** What you are asked to do **
Report each line below that carries the word "shown".

** Provided material **

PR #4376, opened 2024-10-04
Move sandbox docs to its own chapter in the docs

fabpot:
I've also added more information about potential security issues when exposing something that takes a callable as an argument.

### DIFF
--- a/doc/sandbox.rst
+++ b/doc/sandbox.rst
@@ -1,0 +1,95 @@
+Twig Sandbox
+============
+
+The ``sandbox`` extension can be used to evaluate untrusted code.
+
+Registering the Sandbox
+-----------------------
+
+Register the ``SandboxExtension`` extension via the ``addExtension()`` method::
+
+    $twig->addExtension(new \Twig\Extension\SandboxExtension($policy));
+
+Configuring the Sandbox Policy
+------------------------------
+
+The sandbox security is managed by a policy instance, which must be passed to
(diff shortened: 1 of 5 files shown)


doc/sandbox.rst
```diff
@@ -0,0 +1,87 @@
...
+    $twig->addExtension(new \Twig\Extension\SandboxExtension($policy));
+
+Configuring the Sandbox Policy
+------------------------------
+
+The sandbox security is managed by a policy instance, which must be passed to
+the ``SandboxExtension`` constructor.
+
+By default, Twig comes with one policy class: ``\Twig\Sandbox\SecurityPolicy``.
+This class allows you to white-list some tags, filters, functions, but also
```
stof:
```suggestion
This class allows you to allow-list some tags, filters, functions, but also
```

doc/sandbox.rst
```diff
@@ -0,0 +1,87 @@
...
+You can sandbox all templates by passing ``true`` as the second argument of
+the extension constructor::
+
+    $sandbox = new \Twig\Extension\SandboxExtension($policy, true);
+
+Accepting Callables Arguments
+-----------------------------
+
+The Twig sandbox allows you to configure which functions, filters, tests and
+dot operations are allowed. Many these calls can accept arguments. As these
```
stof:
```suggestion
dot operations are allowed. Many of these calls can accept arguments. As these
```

* * *

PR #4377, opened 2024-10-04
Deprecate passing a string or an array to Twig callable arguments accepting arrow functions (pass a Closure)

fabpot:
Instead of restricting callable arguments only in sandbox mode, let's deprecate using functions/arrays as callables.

--

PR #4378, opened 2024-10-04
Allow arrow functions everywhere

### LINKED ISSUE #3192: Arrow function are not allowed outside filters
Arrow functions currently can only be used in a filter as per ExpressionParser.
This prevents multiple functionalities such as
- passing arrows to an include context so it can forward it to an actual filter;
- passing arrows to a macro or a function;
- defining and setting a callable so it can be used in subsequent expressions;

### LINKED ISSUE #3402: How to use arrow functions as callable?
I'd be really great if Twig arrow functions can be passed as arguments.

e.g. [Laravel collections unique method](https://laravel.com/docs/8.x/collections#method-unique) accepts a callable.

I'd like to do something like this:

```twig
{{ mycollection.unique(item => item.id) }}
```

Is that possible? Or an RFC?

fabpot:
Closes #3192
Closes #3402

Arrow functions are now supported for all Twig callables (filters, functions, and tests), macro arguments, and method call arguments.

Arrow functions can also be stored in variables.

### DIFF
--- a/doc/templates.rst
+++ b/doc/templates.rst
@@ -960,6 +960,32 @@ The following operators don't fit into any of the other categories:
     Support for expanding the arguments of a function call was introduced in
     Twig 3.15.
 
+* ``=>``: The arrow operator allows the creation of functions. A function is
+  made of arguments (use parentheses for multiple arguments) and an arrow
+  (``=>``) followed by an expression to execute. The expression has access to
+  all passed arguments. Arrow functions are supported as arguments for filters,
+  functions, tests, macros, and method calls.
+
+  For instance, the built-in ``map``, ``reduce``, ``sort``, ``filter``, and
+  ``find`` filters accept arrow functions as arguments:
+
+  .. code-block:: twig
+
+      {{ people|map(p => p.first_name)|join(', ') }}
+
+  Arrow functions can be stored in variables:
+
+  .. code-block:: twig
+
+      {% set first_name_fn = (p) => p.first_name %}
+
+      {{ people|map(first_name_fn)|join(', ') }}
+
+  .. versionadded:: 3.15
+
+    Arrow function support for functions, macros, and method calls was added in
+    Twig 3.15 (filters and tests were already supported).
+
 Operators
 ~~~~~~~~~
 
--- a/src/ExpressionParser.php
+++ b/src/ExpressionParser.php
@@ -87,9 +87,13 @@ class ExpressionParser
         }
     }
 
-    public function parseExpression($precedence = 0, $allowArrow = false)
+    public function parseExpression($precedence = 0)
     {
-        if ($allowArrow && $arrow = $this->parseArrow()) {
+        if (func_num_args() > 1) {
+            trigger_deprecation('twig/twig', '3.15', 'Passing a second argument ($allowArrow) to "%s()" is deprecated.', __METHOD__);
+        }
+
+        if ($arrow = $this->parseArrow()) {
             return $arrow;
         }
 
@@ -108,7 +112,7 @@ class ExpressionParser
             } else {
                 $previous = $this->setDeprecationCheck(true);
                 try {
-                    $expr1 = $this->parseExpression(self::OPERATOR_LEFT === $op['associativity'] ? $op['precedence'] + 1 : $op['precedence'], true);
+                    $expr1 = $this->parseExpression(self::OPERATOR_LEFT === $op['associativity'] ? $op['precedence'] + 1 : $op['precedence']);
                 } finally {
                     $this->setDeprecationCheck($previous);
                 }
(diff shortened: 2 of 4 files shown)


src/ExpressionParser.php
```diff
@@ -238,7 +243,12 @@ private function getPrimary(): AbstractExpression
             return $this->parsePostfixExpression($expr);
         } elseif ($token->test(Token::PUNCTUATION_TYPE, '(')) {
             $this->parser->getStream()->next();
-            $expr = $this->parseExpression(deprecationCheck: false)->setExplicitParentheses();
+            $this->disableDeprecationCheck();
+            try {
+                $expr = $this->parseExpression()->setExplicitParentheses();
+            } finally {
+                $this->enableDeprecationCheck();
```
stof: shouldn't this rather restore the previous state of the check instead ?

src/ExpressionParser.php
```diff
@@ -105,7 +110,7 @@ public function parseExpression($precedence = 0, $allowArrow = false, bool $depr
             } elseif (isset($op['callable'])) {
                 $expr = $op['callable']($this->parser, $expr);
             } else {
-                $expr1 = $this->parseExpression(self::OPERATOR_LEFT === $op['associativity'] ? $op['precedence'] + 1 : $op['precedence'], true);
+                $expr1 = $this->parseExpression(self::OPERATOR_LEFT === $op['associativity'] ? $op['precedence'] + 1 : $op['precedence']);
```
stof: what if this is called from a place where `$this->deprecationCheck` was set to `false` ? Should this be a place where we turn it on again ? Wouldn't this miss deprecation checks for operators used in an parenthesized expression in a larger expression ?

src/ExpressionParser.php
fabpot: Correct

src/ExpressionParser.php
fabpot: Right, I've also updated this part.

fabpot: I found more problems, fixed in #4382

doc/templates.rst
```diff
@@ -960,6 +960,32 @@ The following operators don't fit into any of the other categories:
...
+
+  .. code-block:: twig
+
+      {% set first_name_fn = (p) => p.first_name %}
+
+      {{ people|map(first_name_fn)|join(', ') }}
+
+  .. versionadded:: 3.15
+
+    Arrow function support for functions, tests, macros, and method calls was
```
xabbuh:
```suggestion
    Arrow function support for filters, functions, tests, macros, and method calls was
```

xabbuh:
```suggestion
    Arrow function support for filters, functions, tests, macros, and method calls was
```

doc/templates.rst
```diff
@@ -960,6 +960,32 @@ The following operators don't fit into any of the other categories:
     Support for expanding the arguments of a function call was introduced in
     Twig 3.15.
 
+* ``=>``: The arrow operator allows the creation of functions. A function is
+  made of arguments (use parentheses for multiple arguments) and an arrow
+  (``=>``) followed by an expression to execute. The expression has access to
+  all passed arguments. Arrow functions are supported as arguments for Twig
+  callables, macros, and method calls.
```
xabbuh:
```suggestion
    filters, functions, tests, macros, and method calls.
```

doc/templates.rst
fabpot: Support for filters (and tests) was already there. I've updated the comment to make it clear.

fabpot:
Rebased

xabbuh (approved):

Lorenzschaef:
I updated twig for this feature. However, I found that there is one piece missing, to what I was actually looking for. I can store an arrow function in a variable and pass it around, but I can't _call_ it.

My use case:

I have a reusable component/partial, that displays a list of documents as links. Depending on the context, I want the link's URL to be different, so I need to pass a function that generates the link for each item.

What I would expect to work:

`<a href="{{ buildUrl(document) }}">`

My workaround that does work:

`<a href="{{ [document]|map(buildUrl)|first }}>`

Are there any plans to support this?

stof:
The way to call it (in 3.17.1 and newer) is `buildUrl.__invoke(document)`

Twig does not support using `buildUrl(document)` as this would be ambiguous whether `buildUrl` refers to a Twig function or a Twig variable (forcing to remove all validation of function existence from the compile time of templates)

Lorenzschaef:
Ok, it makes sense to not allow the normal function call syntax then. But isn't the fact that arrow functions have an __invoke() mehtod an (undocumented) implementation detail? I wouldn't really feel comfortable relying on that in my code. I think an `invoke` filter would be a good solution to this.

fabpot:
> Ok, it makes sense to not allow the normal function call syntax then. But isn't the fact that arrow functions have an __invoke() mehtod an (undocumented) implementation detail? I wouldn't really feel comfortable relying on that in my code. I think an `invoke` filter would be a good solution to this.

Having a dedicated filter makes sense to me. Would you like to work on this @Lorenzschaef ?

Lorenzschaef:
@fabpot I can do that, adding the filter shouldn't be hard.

** Reply to the exercise **
(diff shortened: 1 of 5 files shown)
(diff shortened: 2 of 4 files shown)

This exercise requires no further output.